PR #180, opened 2017-07-18
Fix BC break introduced by 3fc1e66

### LINKED ISSUE #170: MimeType validator doesn't work for multiple files.
Hi,

The IsImage validator doesn't work with html5 file inputs that have the multiple attribute assigned.

It validates the first file file, then gives the error : 

Warning: finfo_file(): 557 is not a valid file_info resource in vendor/zendframework/zend-validator/src/File/MimeType.php on line 387

Warning: finfo_close(): 557 is not a valid file_info resource in vendor/zendframework/zend-validator/src/File/MimeType.php on line 388

Ideally, the behaviour is that it won't pass validation unless all of the files are images?

Thanks

### LINKED ISSUE #176: Mimetype-Validation of Multiple Files broken
https://github.com/zendframework/zend-validator/commit/3fc1e6614672eb7dbba816677c5a660a953bb563

This currently Breaks Mimetype-Validation of Multiple Files because it closes the finfo-handle after the first validation. 
At the second Validation the finfo-handle is closed and does not reopen at the setMagicFile-Function.

ThomasCantonnet:
Fixes #170 and #176 by using finfo's destructor via unset:

* https://github.com/php/php-src/blob/0437aa2abf1eb494e4555d7d4dfbdbf566a59bdc/ext/fileinfo/fileinfo.c#L185
* https://github.com/php/php-src/blob/0437aa2abf1eb494e4555d7d4dfbdbf566a59bdc/ext/fileinfo/tests/finfo_close_basic.phpt

Thus avoiding the call to an invalid finfo resource while still avoiding the segfault bug on older PHP versions.

### DIFF
--- a/src/File/MimeType.php
+++ b/src/File/MimeType.php
@@ -385,7 +385,7 @@ class MimeType extends AbstractValidator
             $this->type = null;
             if (! empty($this->finfo)) {
                 $this->type = finfo_file($this->finfo, $file);
-                finfo_close($this->finfo);
+                unset($this->finfo);
             }
         }
 


ThomasCantonnet:
@weierophinney could we at the very least rollback the commit ? The MimeType validator is not usable anymore for multiple file validation.

froschdesign:
@ThomasCantonnet 
This will not fix #170, because the problem is different.

ThomasCantonnet:
@froschdesign IsImage is calling the MimeType validator and errors on the same line, did I miss something?

froschdesign:
@ThomasCantonnet 
> …did I miss something?

The problem in #170 is related to multiple files and the entire `$_FILES` array, but this is not supported.

ThomasCantonnet:
@froschdesign right this is kind of a side effect to #176 then, the issue remains even without the error i suppose?

froschdesign:
@ThomasCantonnet 
Not a side effect, because the `$_FILES` array can include multiple file values, but this is not supported. So, this is an entirely different problem.

weierophinney:
Thanks, @ThomasCantonnet

PR #186, opened 2017-07-28
add cn and biz hostname validator tests

abacaphiliac:
hi Team,

i noticed the red coverage badge on the readme and thought i'd help. ran a coverage report and saw that most of the interesting bits are already covered! almost all validators are at 90%+; great job!

i guess we're getting dinged by the large cn and biz TLD files that were probably extracted from the hostname validator. these two tests will replace that distracting red coverage badge with something a little more representative of the work you've accomplished here.


weierophinney:
Thanks, @abacaphiliac

PR #188, opened 2017-08-02
ValidatorManager as alias instead of factory identifier

boesing:
As I like the usage of `ValidatorPluginManager::class` notation, I would prefer if services like the `ValidatorManager` will be able to get fetched by using `ValidatorPluginManager::class` aswell.

Is there any reason why we wont provide such ability?


weierophinney:
Thanks, @boesing. Merged to develop for release with 2.10.0

PR #189, opened 2017-08-02
Added `ValidatorPluginManagerAwareInterface` to `ValidatorChain`

boesing:
This marks `ValidatorChain::setPluginManager` and `ValidatorChain::getPluginManager` as deprecated while proxying to `ValidatorPluginManagerAwareInterface` methods

### DIFF
--- a/src/ValidatorChain.php
+++ b/src/ValidatorChain.php
@@ -80,7 +80,7 @@ class ValidatorChain implements
      */
     public function setPluginManager(ValidatorPluginManager $plugins)
     {
-        $this->plugins = $plugins;
+        $this->setValidatorPluginManager($plugins);
         return $this;
     }
 
--- a/src/ValidatorChain.php
+++ b/src/ValidatorChain.php
@@ -15,7 +15,8 @@ use Zend\ServiceManager\ServiceManager;
 
 class ValidatorChain implements
     Countable,
-    ValidatorInterface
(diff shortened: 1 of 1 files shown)


weierophinney:
What benefit does this provide?

Starting with the v3 components, we're moving _away from_ the usage of `*AwareInterface`, as these require usage of initializers, which we have deprecated. I see this as a step backwards, particularly as the `setPluginManager()` method has been defined since initial release.

boesing:
@weierophinney thanks for that explanation. So, since `*AwareInterface` (initializer) logic is being dropped, will there be an easy method to configure setter injection? 

Just wondering, since writing a delegator for any use-case would lead to pretty much code, just in favor of avoiding aware interfaces.

Is there any "preview" or discussion I can follow to keep up to date with things which will change in upcoming versions?

weierophinney:
> Just wondering, since writing a delegator for any use-case would lead to pretty much code, just in favor of avoiding aware interfaces.

Writing a delegator is no more code than an initializer. It's a bit more configuration, but the delegator factory itself can be re-used across multiple services.

In terms of discussion, the zend-servicemanager changes were completed around 18 months ago, and we've had two additional minor releases of that library since. For ongoing discussion, we have:

- [Slack](https://zendframework-slack.herokuapp.com)
- [Forums](https://discourse.zendframework.com)

PR #194, opened 2017-08-19
Fixes #193 : use INTL_IDNA_VARIANT_UTS46 constant only when exists

### LINKED ISSUE #193: php 7.1.8 with zend-validator 2.10.0 : undefined constant INTL_IDNA_VARIANT_UTS46
in EmailAddress.php: 557

https://github.com/zendframework/zend-validator/blob/33caf7f7ab2cc3181895820b2fe17bd792f72226/src/EmailAddress.php#L556-L558

Need to check if constant available ?

samsonasik:
Fixes #193

### DIFF
--- a/bin/update_hostname_validator.php
+++ b/bin/update_hostname_validator.php
@@ -177,9 +177,12 @@ function getNewValidTlds($string)
 function getPunycodeDecoder()
 {
     if (function_exists('idn_to_utf8')) {
-        return function ($domain) {
-            return idn_to_utf8($domain, 0, INTL_IDNA_VARIANT_UTS46);
-        };
+        if (defined('INTL_IDNA_VARIANT_UTS46')) {
+            return function ($domain) {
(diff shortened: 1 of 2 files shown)


bin/update_hostname_validator.php
```diff
@@ -177,9 +177,12 @@ function getNewValidTlds($string)
...
     if (function_exists('idn_to_utf8')) {
-        return function ($domain) {
-            return idn_to_utf8($domain, 0, INTL_IDNA_VARIANT_UTS46);
-        };
+        if (defined('INTL_IDNA_VARIANT_UTS46')) {
+            return function ($domain) {
+                return idn_to_utf8($domain, 0, INTL_IDNA_VARIANT_UTS46);
+            };
+        }
+        return 'idn_to_utf8';
```
xtreamwayz:
```php
return idn_to_utf8($domain);
```

weierophinney: We don't need to do the check here, as this script is only executed by maintainers and by Travis (which has an up-to-date libicu already).

PR #203, opened 2017-10-05
Added a new type of Russian bank card - "MIR".

shlaikov:
Recently, a new type of bank card has appeared in Russia. I'd like to use it in my favorite framework.

Link to the [New Bank Card](http://mironline.ru/)


mercuriev:
Please merge it. The card type is used widely.

weierophinney:
Thanks, @shlaikov!

PR #231, opened 2018-05-29
Correcting validation error

adamoki:
Sometimes there is a problem with validation - when generated hash is valid integer (includes only digits - it rarely happens) - php converts that string to integer - then you get integer in array of hashes ($hashes). Comparing that integer to returned string from hash_file function results in false value while hash is the same but differs in variable type.

### DIFF
--- a/src/File/Hash.php
+++ b/src/File/Hash.php
@@ -163,7 +163,7 @@ class Hash extends AbstractValidator
             }
 
             foreach ($hashes as $hash) {
-                if ($filehash == $hash) {
+                if ($filehash === $hash) {
                     return true;
                 }
             }
--- a/src/File/Hash.php
+++ b/src/File/Hash.php
@@ -163,7 +163,7 @@ class Hash extends AbstractValidator
             }
 
             foreach ($hashes as $hash) {
-                if ($filehash === $hash) {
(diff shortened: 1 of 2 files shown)


src/File/Hash.php
```diff
@@ -163,7 +163,7 @@ public function isValid($value, $file = null)
             }
 
             foreach ($hashes as $hash) {
-                if ($filehash === $hash) {
+                if ($filehash == $hash) {
```
webimpress: I think we should leave it as it is and in the other place assure that `$hash` is always string.

weierophinney:
We definitely need a unit test for this before we can merge. The unit test should fail under current master, and pass after the patch is  applied.

I tend to agree with @webimpress - we should be casting hashes to strings when calling `setHash()` and/or in the constructor.

webimpress:
@weierophinney I've pushed changes to this branch. I am checking now if input hash is string, and if not I am throwing an exception. We do have that check when we provide just a hash, without algorithm, but with algorithm we haven't had this check. Please see test I've added.

@adamoki Are you satisfied with the solution I've provided?

webimpress:
Thanks, @adamoki!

○ ○ ○ ○

> _TASK GOAL_: All that belongs in the answer is the run of lines above from the line containing "It validates the" through the line containing "Warning: finfo_close(): 557", exactly as written.

> _RESPONSE_:
It validates the first file file, then gives the error : 

Warning: finfo_file(): 557 is not a valid file_info resource in vendor/zendframework/zend-validator/src/File/MimeType.php on line 387

Warning: finfo_close(): 557 is not a valid file_info resource in vendor/zendframework/zend-validator/src/File/MimeType.php on line 388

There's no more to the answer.